You point the CLI at one or more audio files and choose a response format and optional language or known-speaker references. The tool defaults to gpt-4o-mini-transcribe for fast text output and switches to gpt-4o-transcribe-diarize when diarization or speaker labels are requested. It verifies that OPENAI_API_KEY is set, runs the transcription with chunking for long audio, validates segment boundaries and labels, then writes results to output/transcribe/<job-id> or a specified out-dir. For diarization with known speakers, you can provide up to four speaker reference files.

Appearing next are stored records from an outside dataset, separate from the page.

PR #5003, opened 2021-05-15
tag non-local loops with #skip_loop_scope

MichaelChirico:
Follow-up to #5000

### DIFF
--- a/.dev/CRAN_Release.cmd
+++ b/.dev/CRAN_Release.cmd
@@ -203,6 +203,10 @@ grep allocVector *.c | grep -v PROTECT | grep -v SET_VECTOR_ELT | grep -v setAtt
 grep coerceVector *.c | grep -v PROTECT | grep -v SET_VECTOR_ELT | grep -v setAttrib | grep -v return
 grep asCharacter *.c | grep -v PROTECT | grep -v SET_VECTOR_ELT | grep -v setAttrib | grep -v return
 
+# Enforce local scope for loop index (`for (int i=0; ...)` instead of `int i; for (i=0; ...)`)
+#   exceptions are tagged with #skip_loop_scope
+grep -En "for\s*[(]\s*[a-zA-Z0-9_]+\s*=.*[+][+]" src/*.c | grep -Fv "#skip_loop_scope"
+
 cd ..
 R
 cc(test=TRUE, clean=TRUE, CC="gcc-10")  # to compile with -pedandic -Wall, latest gcc as CRAN: https://cran.r-project.org/web/checks/check_flavors.html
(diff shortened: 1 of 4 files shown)


.dev/CRAN_Release.cmd
```diff
@@ -203,6 +203,10 @@ grep allocVector *.c | grep -v PROTECT | grep -v SET_VECTOR_ELT | grep -v setAtt
 grep coerceVector *.c | grep -v PROTECT | grep -v SET_VECTOR_ELT | grep -v setAttrib | grep -v return
 grep asCharacter *.c | grep -v PROTECT | grep -v SET_VECTOR_ELT | grep -v setAttrib | grep -v return
 
+# Enforce local scope for loop index (`for (int i=0; ...)` instead of `int i; for (i=0; ...)`)
+#   exceptions are tagged with #skip_loop_scope
+grep -En "for\s*[(]\s*[a-zA-Z0-9_]+\s*=.*[+][+]" src/*.c | grep -Fv "#skip_loop_scope"
+
```
mattdowle, line 209: Not sure why you added the `[+][+]` here. Making the grep more restrictive like that will increase the chance of false negatives. And as luck would have it, it does happen to miss this one (which my grep caught) :

`src/dogroups.c:120:  for (s = ATTRIB(SD); s != R_NilValue && TAG(s)!=R_RowNamesSymbol; s = CDR(s));`

For the same reason, I think my `[^ ]+` was better than your `[a-zA-Z0-9_]+`. Searching for a specific set of characters like that increases the small chance of false negatives. You're probably right that those are the only characters allowed in C variable names, but it's feasible another character is allowed, and I'm having to thing about it. Compared with my `[^ ]`+ which has less chance of false negatives.

Also, how about the marker being `#loop_counter_not_local_scope_ok`. Just to be a bit more self describing.

mattdowle (changes requested):

.dev/CRAN_Release.cmd
MichaelChirico: TBH I was confused myself when looking at `[^ ]+` so I went with the more specific regex `[a-zA-Z0-9_]+` -- to be fair I have looked at the GNU manual for this myself recently so maybe I'm more comfortable with it:

https://www.gnu.org/software/gnu-c-manual/gnu-c-manual.html#Identifiers

(technically `[a-zA-Z_][a-zA-Z0-9_]*` would be more accurate)

Including `[+][+]` was in fact specifically to exclude the `s = ATTRIB(SD)` loop, I should have noted that up front. That loop looked like it's not in the spirit of what we're trying to identify with this check, but maybe that's not true for all similar loops... removing it now.

Thanks for the suggestion on the name. I should really stop trying to economize on space for this kind of thing :sweat_smile:

mattdowle: I prefer `[^ ]+` for the reasons I said, but I'll move on.

mattdowle (approved):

What if I don’t have an API key set?
Export an OpenAI API key in your shell (create one in the OpenAI platform UI if needed). The CLI will refuse to run if OPENAI_API_KEY is missing; do not paste the full key into chat.
Which model should I pick for diarization?
Use gpt-4o-transcribe-diarize with --response-format diarized_json for speaker labeling. Prompting is not supported with that diarization model.